Generic batch script for OpenMP applications
#!/bin/bash
#SBATCH --qos=regular
#SBATCH --job-name=JOB_NAME
#SBATCH --cpus-per-task=48
#SBATCH --mem=20gb
#SBATCH --nodes=1
#SBATCH --ntasks-per-node=1
module load program/program_version
srun binary < input
Basic submission script for Hybrid (MPI+OpenMP) applications:
Generic batch script for Hybrid (MPI+OpenMP) jobs
#!/bin/bash
#SBATCH --qos=regular
#SBATCH --job-name=JOB_NAME
#SBATCH --cpus-per-task=4
#SBATCH --mem=20gb
#SBATCH --nodes=2
#SBATCH --ntasks-per-node=12
module load program/program_version
export OMP_NUM_THREADS=$SLURM_CPUS_PER_TASK
srun binary < input
Using GPU accelerators¶
Basic submission script for GPGPU capable applications:
Generic batch script requesting 1 GPU
#!/bin/bash
#SBATCH --qos=regular
#SBATCH --job-name=JOB_NAME
#SBATCH --cpus-per-task=1
#SBATCH --gres=gpu:rtx3090:1
#SBATCH --mem=90gb
#SBATCH --nodes=1
#SBATCH --ntasks-per-node=1
module load program/program_version
srun binary < input
You can request up to one NVIDIA RTX A6000 two NVIDIA RTX 3090 and eight NVIDIA A100 per node. In order to do that you can adjust the corresponding line in the batch script:
#SBATCH --gres=gpu:rtx3090:2
or
#SBATCH --gres=gpu:a100:8
There are two different types of GPUs on Hyperion:
Compute Node | GPU | How to request the GPU with SLURM |
---|---|---|
hyperion-[030, 052, 074, 96, 118, 140, 162, 182] | 2x NVIDIA RTX 3090 24GB | #SBATCH --gres=gpu:rtx3090:2 |
hyperion-[253,255-256] | 8x NVIDIA A100 SXM4 80GB | #SBATCH --gres=gpu:a100:8 #SBATCH --constraint=a100-sxm4 |
hyperion-[252,254,257] | 8x NVIDIA A100 PCIe 80GB | #SBATCH --gres=gpu:a100:8 #SBATCH --constraint=a100-pcie |
hyperion-263 | 1x NVIDIA RTX A6000 48GB | #SBATCH --gres=gpu:a6000:1 |
As specified on the table above, the selection of a specific type of NVIDIA A100 GPUs can be done by adding the corresponding --constraint
to the submission script.
If no --constraint
is specified, either type of A100 can be assigned for the job.

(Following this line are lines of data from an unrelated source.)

PR #685, opened 2026-06-16
fix(solana): filter finalize_gone candidates by leave-window eligibility

vilenarios:
## Problem

The Solana epoch cranker spams `finalize_gone` simulation failures. On AR.IO mainnet epoch go-live we saw **~280 `LeaveWindowNotExpired` (Anchor error 6079) reverts per 10 minutes** from a single operator's cranker.

Root cause: `getLeavingGateways()` / `getGoneGateways()` (`io-readable.ts`) return **every** `status === Leaving` gateway with no eligibility filter — by design, per their own comment ("over-returning not-yet-eligible Leaving gateways is safe — the tx just no-ops/reverts"). A cranker loop that calls `finalizeGone()` per result (e.g. ar-io-observer's `epoch-cranker.ts` phase-3 GC) therefore burns a tx attempt **and** logs a full simulation-failure stack trace on every gateway whose leave window hasn't elapsed, every tick. It costs no SOL (sim/revert) and doesn't wedge anything, but it's continuous noise that buries real cranker/observer logs.

The decoder already carries the eligibility data and discards it: a raw `Gateway` has `leaveTimestamp` (leave-window end, on-chain seconds) and `totalDelegatedStake` — the exact two preconditions the on-chain `finalize_gone` enforces (`programs/ario-gar/src/instructions/gateway.rs::finalize_gone` reverts before the window elapses, and won't GC a gateway with live delegations).

## Fix

Add `getFinalizableGoneGateways(now)` that returns only `Leaving` gateways where:
- the leave window has elapsed: `now >= leaveTimestamp`, and
- no delegated stake remains: `totalDelegatedStake === 0`.

This mirrors the existing expiry-filtered discovery pattern (`getExpiredVaults(now)`, `getExpiredArnsRecords(now)`). The unfiltered `getLeavingGateways()` is unchanged for callers that want raw discovery; cranker loops should prefer the filtered method. A follow-up will switch ar-io-observer's phase-3 GC to it.

## Tests

`prune-discovery.test.ts` — 6 new cases (inject encoded `Gateway` accounts, stubbed RPC):
- ✅ Leaving + window elapsed + no delegations → included
- ✅ Leaving + window not elapsed → excluded (the 6079 case)
- ✅ boundary `now === leaveTimestamp` → eligible
- ✅ Leaving + delegations remain → excluded
- ✅ Leaving + no `leaveTimestamp` → excluded
- ✅ Joined → excluded

Full solana unit suite passes; biome clean.

### DIFF
--- a/src/solana/io-readable.ts
+++ b/src/solana/io-readable.ts
@@ -3021,6 +3021,52 @@ export class SolanaARIOReadable {
   }
 
   /**
+   * Enumerate `Leaving` Gateway PDAs that are ACTUALLY eligible for
+   * `finalizeGone` at `now` — i.e. their leave window has fully elapsed
+   * (`now >= leaveTimestamp`) AND no delegated stake remains
+   * (`totalDelegatedStake === 0`). These are exactly the two preconditions the
+   * on-chain `finalize_gone` enforces: it reverts `LeaveWindowNotExpired`
+   * before the window elapses, and will not GC a gateway that still has live
+   * delegations (programs/ario-gar/src/instructions/gateway.rs::finalize_gone).
+   *
+   * {@link getLeavingGateways} over-returns *every* `Leaving` gateway and
+   * relies on those reverts happening on-chain. A cranker that calls
+   * `finalizeGone` per result therefore burns a tx attempt — and logs a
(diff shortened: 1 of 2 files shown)


vilenarios:
@coderabbitai review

Node Selection in Hyperion¶
By default, computations on Hyperion will be directed to either Icelake nodes or Cascadelake nodes, but never a mix of both. To ensure your calculations run on a specific type of node, you can specify a constraint in your batch script:
#SBATCH --constraint=icelake
or
#SBATCH --constraint=cascadelake
You can also specify the microarchitecture constraint as a command-line option:
$ sbatch --constraint=<microarchitecture>
This constraint is also applicable when using srun
and salloc
.
GPU and Node Allocation¶
When you request GPU resources through the gres
option in your SLURM script, you are allocated a node with the specified type of GPU. The current configuration is such that:
- Nodes equipped with NVIDIA RTX 3090 GPUs have Cascadelake microarchitecture processors.
- Nodes equipped with NVIDIA RTX A6000 GPUs have Icelake microarchitecture processors.
- Nodes equipped with NVIDIA A100 GPUs have Icelake microarchitecture processors.
Specific features for GPU nodes have been defined: gpu-cascadelake
and gpu-icelake
. However, specifying these features is not necessary at the moment since the gres
option and the --constraint
option provide the necessary information for node allocation based on GPU type and microarchitecture.